[Data supplied Boundary: Start]
Issue #117, opened 2016-05-03
Unbuilt executables in the tools directory


jrper:
It's come to my attention that we have broken executables in the tools directory (I rather think I broke them). In particular these are tools not built by the fltools tools target, so they aren't tested or built under buildbot. Is there consensus whether these should be fixed, or removed, and if fixed, should they be built by `make fltools`?

Tools:

- time_average_parallel
- test_laplacian_vector

also there are the Flint_* routines, which don't seem to get compiled into an executable.

stephankramer:
I'd say just get rid off it. Clearly nobody has missed them - and if someone does come along, we can put the effort it then to resuscitate them.

PR #118, opened 2016-05-09
Removing orphaned, untested tools.

jrper:
This changeset applies the work discussed in #117, removing the tests which don't get built with a "make fltools" and which are currently broken. Since this removes file and indirectly affects the build system, it should probably be tested first, so could I have a buildbot queue please?


stephankramer:
Thanks for that, looks good to go.

Buildbot branch here: http://buildbot-ocean.ese.ic.ac.uk:8080/builders/remove_broken_tools

jrper:
Green on buildbot, so merging.

Issue #113, opened 2016-04-27
VTK library name changes


jrper:
As was raised in the AMCG Fluidity developers meeting, the current configure script doesn't support the default namescheme chosen for VTK libraries in (at least) version 6.2 and 6.3, as used in unstable versions of debian. An example of a workaround method is available here: 32eb4909166c6565344fe7d8583927392eb4908c however this is itself incompatible with the centos packages for VTK 6.1. The intention is to extend the existing autoconf scripts to include all reasonable namings.

ggorman:
May well be easier to switch from autoconf to cmake. The learning curve is far easier than autoconf.

stephankramer:
So digging into this some more, this seems to be entirely vtk's fault. vtk indeed now inserts a version number at the end of the lib name /before/ the .so. To suppress this you can add -DVTK_CUSTOM_LIBRARY_SUFFIX='' in vtk's configure, but that of course leaves the package maintainers in the dilemma: if you suppress the ugly non-standard naming scheme, you break third-party software (like us) that expect vtk to be built in the default way. See a.o. this discussion https://bugs.archlinux.org/task/43378. So we should expect different distro's to have different solutions.

As far as I can see there's no way to find out how it's been build, even if we were using cmake. The value of VTK_CUSTOM_LIBRARY_SUFFIX that's been used isn't set in any of the cmake files that come with Debian's build for instance and neither is it in centos' rpm (which does set -DVTK_CUSOM_LIBRARY_SUFFIX=''" in the .spec of the source rpm).

jrper:
That's a nice piece of blackmail then: use cmake as your build system and have code that will work with a script like

    cmake_minimum_required(VERSION 2.6)
    enable_language (Fortran CXX)
    project(bob)
    find_package(VTK REQUIRED)
    include_directories(./include)
    include(${VTK_USE_FILE})
    add_executable(bob bob.cpp bob.F90)
    target_link_libraries(bob ${VTK_LIBRARIES})

Otherwise, write an autoconf script to try every possibility of custom suffices.

ggorman:
And this is why I eventually gave up and started just using cmake for everything.

stephankramer:
[...]

PR #125, opened 2016-07-12
Implementing Stephan's fix for finding VTK.

jrper:
This pull request attempts to implement @stephankramer's cmake based fix for finding where the elves have hidden VTK on an arbitrary system, issue #113. So far it doesn't remove anything, the only time it might change behaviour is when cmake isn't available, but the location of VTK has been implicitly provided through environment flags.

### DIFF
--- a/configure
+++ b/configure
@@ -732,6 +732,7 @@ infodir
 docdir
 oldincludedir
 includedir
+runstatedir
 localstatedir
 sharedstatedir
 sysconfdir
@@ -847,6 +848,7 @@ datadir='${datarootdir}'
 sysconfdir='${prefix}/etc'
 sharedstatedir='${prefix}/com'
 localstatedir='${prefix}/var'
+runstatedir='${localstatedir}/run'
 includedir='${prefix}/include'
 oldincludedir='/usr/include'
 docdir='${datarootdir}/doc/${PACKAGE_TARNAME}'
@@ -1099,6 +1101,15 @@ do
   | -silent | --silent | --silen | --sile | --sil)
     silent=yes ;;
 
+  -runstatedir | --runstatedir | --runstatedi | --runstated \
+  | --runstate | --runstat | --runsta | --runst | --runs \
+  | --run | --ru | --r)
+    ac_prev=runstatedir ;;
+  -runstatedir=* | --runstatedir=* | --runstatedi=* | --runstated=* \
+  | --runstate=* | --runstat=* | --runsta=* | --runst=* | --runs=* \
+  | --run=* | --ru=* | --r=*)
+    runstatedir=$ac_optarg ;;
+
   -sbindir | --sbindir | --sbindi | --sbind | --sbin | --sbi | --sb)
     ac_prev=sbindir ;;
   -sbindir=* | --sbindir=* | --sbindi=* | --sbind=* | --sbin=* \
@@ -1236,7 +1247,7 @@ fi
 for ac_var in	exec_prefix prefix bindir sbindir libexecdir datarootdir \
 		datadir sysconfdir sharedstatedir localstatedir includedir \
 		oldincludedir docdir infodir htmldir dvidir pdfdir psdir \
-		libdir localedir mandir
+		libdir localedir mandir runstatedir
 do
   eval ac_val=\$$ac_var
   # Remove trailing slashes.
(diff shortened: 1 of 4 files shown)


tmbgreaves:
That looks great, thank you. I'll run it through buildbot and attempt to test on various different platforms.

stephankramer:
One query: is `-DCOMPILER_ID=gcc` appropriate when using intel?

jrper:
Experimenting on the college cluster, this appears to give answers of the right form with `-DCOMPILER_ID=gcc` regardless of the compiler which was actually used to compile the vtk library itself. I _think_ that in this case this only controlling the syntax of the output, and -I/vtk/include/stuff and a list of absolute library paths works for both gcc and intel (plus clang). Do we actually claim to support any other compiler?

anguscr:
Dear all,

If I may chip in, last I checked, some work was required to get Fluidity 
to compile with the Intel compilers*.

Regards
Angus

[*] This statement may be completely out of date.


On 13/07/2016 14:51, James Percival wrote:
> Experimenting on the college cluster, this appears to give answers of
> the right form with |-DCOMPILER_ID=gcc| regardless of the compiler which
> was actually used to compile the vtk library itself. I /think/ that in
> this case this only controlling the syntax of the output, and
> -I/vtk/include/stuff and a list of absolute library paths works for both
> gcc and intel (plus clang). Do we actually claim to support any other
> compiler?


-- 
Dr Angus Creech

Research Fellow
Institute of Energy Systems
University of Edinburgh
Scotland

www.research.ed.ac.uk/portal/acreech2

The University of Edinburgh is a charitable body, registered in
Scotland, with registration number SC005336.

tmbgreaves:
@jrper - we currently only claim support for gcc and Intel 2015.

@anguscr - all working nicely for Intel 2015 now :-) 2016 is another story on many counts...

anguscr:
Duly noted, Tim - I do wonder if it's worth the effort to support 2016.

Regards
Angus


On 13/07/2016 15:01, Tim Greaves wrote:
> @jrper <https://github.com/jrper> - we currently only claim support for
> gcc and Intel 2015.
>
> @anguscr <https://github.com/anguscr> - all working nicely for Intel
> 2015 now :-) 2016 is another story on many counts...


-- 
Dr Angus Creech

Research Fellow
Institute of Energy Systems
University of Edinburgh
Scotland

www.research.ed.ac.uk/portal/acreech2

The University of Edinburgh is a charitable body, registered in
Scotland, with registration number SC005336.

stephankramer:
@jrper: Fair enough - I could imagine though that this might depend not only on the specific compiler but also the environment that was used to built VTK, but I'm perfectly happy to go with the assumption this works in general until such time that we do find a platform where asking for the specific compiler seems necessary.

tmbgreaves:
Ubuntu Trusty, CentOS 6, and CentOS 7 tests now running.

tmbgreaves:
The fluidity-dev package in CentOS is missing cmake - I'll push a new version of that and retest.

jrper:
There's an argument that we ought to be testing this in the case that cmake isn't present as well as the case that it is (in fact it doesn't seem to be present in the trusty build on buildbot either, so the new code shouldn't be doing anything apart from adding a few error messages to the logs).

tmbgreaves:
I guess the problem arises that when you have the libraries in non-standard places/names it won't find them unless cmake gives useful information. This feels to me to be a reasonable failure, and expected on CentOS since one of the reasons we started down this route was that CentOS had non-standard VTK library naming -- hence I think it's not unreasonable to require cmake to help out :-)

tmbgreaves:
The RHEL/CentOS builds now have cmake added and are running to test.

jrper:
That's a weird mix of successes and failures we're getting. Are the full config.log files available somewhere?

tmbgreaves:
I'm attempting to replicate them by hand at the moment to get the config out - but getting oddly inconsistent behaviour. I think I've done something interestingly wrong.

tmbgreaves:
There was one minor bug with an additional _ creeping in as CPP_FLAGS (vs CPPFLAGS) which I've fixed and squashed. This builds fine now on CentOS 6, CentOS7 [0], and xenial with vtk5.10, and if one small bug in the libproj package is fixed (softlinking libproj.so) it works with xenial with vtk6.2.

Hence looks good to merge.

[0] The CentOS 7 build is a bit creaky - cmake returns a broken set of include flags for VTK, breaking the automagic (-I//include/vtk instead of -I/usr/include/vtk) but since the subsequent detection looks for the CentOS naming scheme for vtk libraries, the configure and build end up working.

PR #130, opened 2016-09-19
Free surface movement fixes

stephankramer:
This originated as a work branch 'rebecca' for @rcs08. They are all fixes though, that should be merged back in to master:
- "fixing" free surface movement and adaptivity by switching back to the original flat geometry (OriginalCoordinate) just before going into the adapt, and reapplying the free surface movement afterwards
- fix the combination of mesh movement and LinearMomentum
- fix 2+1D adaptivity for the case of having a python expression for maximum edge lengths but not for
  minimum edge lengths

These fixes should probably be tested before merging. Will therefore assign to Branwen when she's been added to the fluidityproject.


stephankramer:
Assigned to BSnelling to add a small test. Maybe you can have a look at one of the standing-wave tests. standing-wave-parallel is already extruded so if you just switch on adaptivity there. Maybe add a volume check (check that the volume is the same throughout the run)....

jrper:
Does this PR need reviewing now, or is it still waiting for tests?

PR #131, opened 2016-10-18
Intersection optimisation

jrper:
This changeset short circuits the vanilla 2d intersection code so that it doesn't pointlessly allocate a vector field when run with "false alarm" elements which touch at a point or edge rather than overlapping. The original version has a significant penalty when running Galerkin projection to interpolate between meshes which are almost identical, and it seems we do something similar by default in 3d anyway.


stephankramer:
Looks good to me.

stephankramer:
Buildbot branch at http://buildbot.ese.ic.ac.uk:8080/waterfall?show=intersection_optimisation

jrper:
Green and merged

PR #134, opened 2016-11-11
Update manual text on interactive shell.

jrper:
The existing fluidity_tools method to get an interactive python shell no longer works with a modern version of IPython (i.e. in the last 4 years or so). Based on an offline discussion with @stephankramer this pulls the failing code out and updates the manual to give a generic version which should work.


stephankramer:
Looks great, thanks! Since this wasn't tested either - I presume we can forgo the usual test cycle?

jrper:
That makes sense to me.

PR #136, opened 2016-11-16
UPSTREAM BUGFIX for libspud

tmbgreaves:
To avoid a destructor being called twice (due to optimisation removing a
variable), deallocated is defined as static in libspud/include/spud and then
defined in libspud/src/spud.cpp.

Fix supplied by James Percival (jrper)

### DIFF
--- a/libspud/include/spud
+++ b/libspud/include/spud
@@ -406,7 +406,7 @@ namespace Spud{
           
       };
       
-      bool deallocated;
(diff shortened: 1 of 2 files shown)


tmbgreaves:
Green on buildbot and fulfilling the requirements for a direct push - a bugfix not touching the Fluidity core core.

PR #138, opened 2016-11-29
Add mesh quality functions from vtk as fluidity diagnostics.

jrper:
This changeset allows the user to specify a mesh quality function from VTK as a fluidity diagnostic field. The intention is that this can be used to control h- and connectivity based mesh adaptivity in the context of moving meshes.

### DIFF
--- a/diagnostics/Makefile.dependencies
+++ b/diagnostics/Makefile.dependencies
@@ -60,7 +60,7 @@ Mesh_Diagnostics.o ../include/mesh_diagnostics.mod: Mesh_Diagnostics.F90 \
    ../include/diagnostic_source_fields.mod ../include/fdebug.h \
    ../include/field_options.mod ../include/fields.mod ../include/fldebug.mod \
    ../include/global_parameters.mod ../include/halos_numbering.mod \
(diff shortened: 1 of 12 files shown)


stephankramer:
This looks great and useful.

Two queries:
* does this work in parallel? I presume it just sets up individual vtk unstructured meshes of the local domains independently, and then it should just work?
* I think this will not work for super-parametric (i.e. CoordinateMesh is not linear). I don't have an objection to that (as my head hurts thinking about which coordinate field it should be using)- but an error message would be nice.

jrper:
1. As you say parallel "just works" for all the functions I've exposed, since they only really require the coordinates of the vertices of the elements that are in the local mesh, and this information is available locally, hence it doesn't even need a halo update. I believe this to be true for all the other VTK mesh quality functions too, but they may not be safe for simplices.

2. That's a good point. Since it's only coded for linear simplices, I'll throw an error if the coordinate is on any other mesh, and add a clearer warning in diamond. 

2.

stephankramer:
http://buildbot.ese.ic.ac.uk:8080/builders/vtk_mesh_quality

PR #142, opened 2016-12-14
Fix to make clean in libspud for CX1

jmn114:
Hi Tim,

James and I spotted a problem when cleaning the libspud library in CX1.

We added the abspath to the SPUDLIB so it returns an absolute name of the library without getting confuse with the CX1 path names.

### DIFF
--- a/Makefile.in
+++ b/Makefile.in
@@ -372,7 +372,7 @@ clean: clean-light clean-test python_clean clean-debian
 	@cd libvtkfortran; $(MAKE) clean
 	@echo "    CLEAN libjudy"
 	@cd libjudy; $(MAKE) clean >> make.log 2>&1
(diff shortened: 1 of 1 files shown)


tmbgreaves:
Agree with James on the fix needed and happy for this to go in once that's done.

stephankramer:
What did we decide again on how we're going to deal with maintaining libspud/diamond? Move it to git? Was I going to contact @cianwilson about it?

tmbgreaves:
Hi @stephankramer - after some discussion at the dev meeting yesterday could you ask @cianwilson if he's interested in continuing to maintain libspud/diamond on launchpad If not, we were debating between cloning the repository over to Fluidity on github and having a local maintained version, or just going with the version already in the Fluidity tree which is where fixes have been going recently anyway. If you and/or Cian have any input/thoughts there please do post them :-)

PR #143, opened 2017-01-23
Mesh smoothing tm

jrper:
I'm opening this pull request now, so that this doesn't get forgotten about. It will need @tmmcmanus to sign off that he's happy with this as the final version. This is mostly orthogonal to other changes, with the possible exception of the manual changes.


jrper:
TimM has given his blessing, so I'm counting this as open to review. I've asked @yeagerba to look at the mesh movement part, but I suspect @stephankramer may want to comment on the code structure as well.

PR #393, opened 2026-03-24
Try CI with current gmsh version

stephankramer:


stephankramer:
So the assess issue has been resolved. Assess now needs scipy>=1.15 but wasn't advertising this and Noble is still on scipy 1.11. I've fixed this requirement in assess, and so now `pip install assess` pulls in a newer version of scipy automatically.

@Patol75 : would you mind taking a look at the failing particle_rayleigh_taylor_mu10 example as you and Chris were involved in this? It appears to be checking some values against what looks like .stat files (bench-25.dat and bench-48.dat) from a previous run? In any case, the number it checks appears to be mesh-dependent. I'm inclined to just delete these two (of the four) acceptance tests - but will let you decide...

Then particle_rayleigh_taylor_checkpoint is failing, which as mentioned elsewhere seems to be a bit flaky (already on gmsh 2) so I'll just loosen its tolerance a bit.

Then I still need to rebuild the Jammy base container to also run with gmsh4 - or I could just drop it altogether....

stephankramer:
Looks like switching to gmsh 4 in Jammy, or just the rebuild of the Jammy base container triggered all sorts of new issues (to do with numpy C API incompatibilities?). So I'm just going to drop Jammy support altogether as that was planned anyway.

PR #395, opened 2026-03-27
Fixes #394: Update Python setup

benfulton:
Now using setuptools instead of distutils. The CI does not build python so testing must be done manually by running the configure as 

```
HAVE_PYTHON=yes ./configure --enable-2d-adaptivity
```


Patol75 (commented):
These changes look reasonable to me. I see a few CI failures, but they are likely not related to this PR. Are the spherical benchmark longtest failures linked to changes in `assess`? `particle_rayleigh_taylor_checkpoint` seems to fail intermittently, so nothing too concerning there.

EDIT: Yes, spherical failures are due to `assess` (https://github.com/FluidityProject/fluidity/actions/runs/23657117725).

PR #396, opened 2026-06-09
Update to a more modern BLAS detector

### LINKED ISSUE #294: Configure not picking up BLAS and LAPACK from PETSc
This is more of an open-ended question, but I think it might be worth pointing it out.
I have been playing with PETSc and Intel's new OneAPI toolkit to try and speed some of my local calculations. In doing so I realised that when using gfortran Fluidity picks up BLAS & LAPACK only from their standard library locations i.e. when installed through APT, which does not make much sense since we can also install them through PETSc and that should also be picked up.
[Data supplied Boundary: End]
In the data above, which lines lie between the line with "(diff shortened: 1 of 1 files shown)" and the line with "What did we", inclusive? Print those lines exactly and nothing else.

**Exercise solution**
(diff shortened: 1 of 1 files shown)


tmbgreaves:
Agree with James on the fix needed and happy for this to go in once that's done.

stephankramer:
What did we decide again on how we're going to deal with maintaining libspud/diamond? Move it to git? Was I going to contact @cianwilson about it?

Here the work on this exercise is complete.